*** Opening The data ***

Issue #627, opened 2024-09-09
Data recorded in stuttering manner with SCD-30 and many boards (QT PY S2, QT PY S3, etc) - in Release 0.88


kcowin:
**Describe the bug**

SCD-30 sensor has four feeds that can be accessed. When sending the feeds
to wippersnapper every 30 seconds, they show up randomly.

![Screenshot Data Problem 2024-09-06 165114](https://github.com/user-attachments/assets/92709096-47a4-4693-87fd-07ab85777bcd)

**To Reproduce**

Attach an SCD-30 to a QT PY Board and see if you can get better results.

**Expected behavior**
You will likely see missing values, if any at all.

**Which components are connected to your device**
Which components are set up on the WipperSnapper device page?

**Screenshots**

**Desktop (please complete the following information):**

**Smartphone (please complete the following information):**

**Additional context**
Problem appears regardless of browser or browsing platform. There are no data errors
on the wippersnapper subscription page.

tyeth:
Provisional fix in PR. @kcowin if you wish to try the build assets they are attached 
[issue632-qtpy-assets.zip](https://github.com/user-attachments/files/17063533/issue632-qtpy-assets.zip)

tyeth:
I've been running it for a couple of days, at 30second intervals so about 3500(3467) readings. 

The temp/humidity get read in one command, and then the CO2 afterwards (so more chance of a failure).

Approximately 35 CO2 readings (1%) were more that 30seconds apart, the majority at 60s apart (so a reading was skipped), a sprinkle at 90s (two readings skipped), and a few further apart (presumably connectivity issues or account throttle).

Temperature readings had 10 entries out of 3500 that didn't fall in the 30second poll period.

![image](https://github.com/user-attachments/assets/ceda8821-9beb-49d6-9c94-07ce2b80f704)

kcowin:
Yes- I noticed it was not perfect, but a substantial improvement, and now the data is usable. KenSent from my iPhoneOn Sep 23, 2024, at 7:57 AM, Tyeth Gundry ***@***.***> wrote:﻿
I've been running it for a couple of days, at 30second intervals so about 3500(3467) readings.
The temp/humidity get read in one command, and then the CO2 afterwards (so more chance of a failure).
[...]

PR #632, opened 2024-09-19
Add retry if data not ready for SCD30

tyeth:
This updates the SCD30 driver to pull the data for all metrics in one go, rather than each one in turn which caused many data_ready wait issues - appearing as no data for most metrics.

### DIFF
--- a/src/components/i2c/drivers/WipperSnapper_I2C_Driver_SCD30.h
+++ b/src/components/i2c/drivers/WipperSnapper_I2C_Driver_SCD30.h
@@ -24,7 +24,8 @@
     @brief  Class that provides a driver interface for the SCD30 sensor.
 */
 /**************************************************************************/
-class WipperSnapper_I2C_Driver_SCD30 : public WipperSnapper_I2C_Driver {
+class WipperSnapper_I2C_Driver_SCD30 : public WipperSnapper_I2C_Driver
+{
 
 public:
   /*******************************************************************************/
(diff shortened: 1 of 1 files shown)


tyeth (commented):
@brentru ready for review.
This fixes #627

src/components/i2c/drivers/WipperSnapper_I2C_Driver_SCD30.h
```diff
@@ -53,6 +53,36 @@ class WipperSnapper_I2C_Driver_SCD30 : public WipperSnapper_I2C_Driver {
...
+      @returns  True if the sensor was read successfully, False otherwise.
+  */
+  /*******************************************************************************/
+  bool readSensor() {
+    // dont read sensor more than once per second
+    if (_lastRead != 0 && millis() - _lastRead < 1000) {
+      return true;
+    }
+
+    if (!_scd->dataReady()) {
```
brentru, line 68: This segment is difficult to read. Could you refactor the logic out into to a new function?

src/components/i2c/drivers/WipperSnapper_I2C_Driver_SCD30.h
```diff
@@ -64,14 +94,11 @@ class WipperSnapper_I2C_Driver_SCD30 : public WipperSnapper_I2C_Driver {
...
-      return false;
-
-    // attempt to get temperature data
-    sensors_event_t humidEvent;
-    if (!_scd->getEvent(&humidEvent, tempEvent))
+    if (!readSensor()) {
       return false;
+    }
 
+    tempEvent->temperature = _temperature;
```
brentru, line 101: I think it's confusing to mix types like this (`_temperature` is a `float`, `tempEvent` is a `sensors_event_t`). 

Instead, could we have:
*  `_temperature`, `_humidity` and `_co2` declared as protected `sensors_event_t` types?
* You could also remove the need for the (`sensors_event_t tempEvent;` and `sensors_event_t humidEvent;`) decls. on L77:L78. 
* You could then remove the (now redundant) reassignments in L79:L81, too.

brentru (changes requested):
@tyeth  I agree with the overall structure, I do have some comments and questions about the types your using and how they're being packed.

brentru (approved):
This reads much better now, thanks for making adjustments.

*** Closing The data ***

Work out how many lines of the data hold the string "running". Reply with that number alone.

2